TWA opened the facility in 1957 and at its peak, the facility had well over 10,000 employees.
Sept. 27, 2010
3 min read

September 25, 2010. When American Airlines Inc. bought Trans World Airlines Inc. in 2001, one of the prime assets was TWA's enormous maintenance base in Kansas City and its team of skilled workers.

But American has shrunk its workforce and its fleet significantly since then. On Friday, American closed the 53-year-old Kansas City facility.

"It's really about sizing the maintenance capacity to fit the size of the airline now," American Airlines president Tom Horton said this week. "That's what it's all about."

The April 2001 purchase of TWA came just as the airline industry was heading into a recession, with the decline accelerated by the Sept. 11, 2001, terrorist attacks.

American's 2001 fleet of 904 jets – 724 at American and 180 from TWA – has shrunk to 619 as of June 30. It has laid off most of the TWA employees.

With a smaller fleet and smaller airline, American decided last year it no longer needed three maintenance bases. It decided to keep its bases at Fort Worth's Alliance Airport and Tulsa International Airport and to close Kansas City.

"After spending the last nine years fighting and exploring every opportunity to preserve this unique and one-of-a-kind aircraft overhaul facility, the fight is over," Transport Workers Union local president Gordon Clark told members this summer.

"We fought hard, gave it everything we had, and executed our battle plan to a T," he wrote in a message. "But the odds were just not in our favor. Sept. 11, 2001, seemed to establish our fate, as the economic realities of the airline never fully recovered so that we could have been given a fighting chance."

Horton said the former TWA employees at the Kansas City facility are "outstanding mechanics," but it made more sense for a smaller American to close that base rather than its bases at Alliance and Tulsa.

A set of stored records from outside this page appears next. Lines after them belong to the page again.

PR #710, opened 2022-04-26
[media] allow using MediaPlayer with pre-encoded Opus audio

jlaine:


rprata:
Great! I'll test it at night.

src/aiortc/codecs/g711.py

"It goes to where the proper capabilities were. The principal wide-body capability was in Alliance, and the principal narrow-body capability was in Tulsa," Horton said.

"As a consequence, when you look where our capabilities were against the fleet we're operating, Kansas City was the obvious choice for closing," he said.

TWA opened the facility in 1957 at what was then called Mid-Continental Airport, renamed Kansas City International Airport in 1972. At its peak, the facility had well over 10,000 employees as TWA reigned as one of America's four biggest carriers.

But financial troubles caused it to shrink through the 1980s and 1990s, including two trips to bankruptcy court. By the time TWA filed a third time for bankruptcy protection and was bought up by American in 2001, the Kansas City base had dropped to around 2,500 mechanics.

The base employment has been on a downward slide since then as more work was shifted to other American Airlines bases. As of Sept. 1, Kansas City had only 398 employees left, American says.

"Fortunately, we have been able to offer voluntary leave options and alternative positions to all affected TWU employees interested in working at other AA locations," American spokeswoman Missy Latham said.

American said 22 workers are moving from Kansas City to the Alliance base in Fort Worth, and 85 are transferring to American's maintenance hangar on the east side of Dallas/Fort Worth International Airport.

"We are doing a lot of drop-in work there today, line maintenance work," Horton said. "Down the road it may play an even bigger role. We'll see. We've got ample capability with what we've got without Kansas City."